▶ _PROBLEM DESCRIPTION_: Go through the listing beneath this task and return every line that carries the string "releasing".

▶ _SUPPLIED DATA_:
PR #2903, opened 2023-03-30
Add releasing instructions into issue template

lucyb:
This should make it easier for output checkers to release the Interactive report correctly, as the process is slightly different to the standard releasing of outputs.


LFISHER7 (approved):
Thanks, this looks good!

▶ _SOLUTION TO THIS PROBLEM_:
Add releasing instructions into issue template
This should make it easier for output checkers to release the Interactive report correctly, as the process is slightly different to the standard releasing of outputs.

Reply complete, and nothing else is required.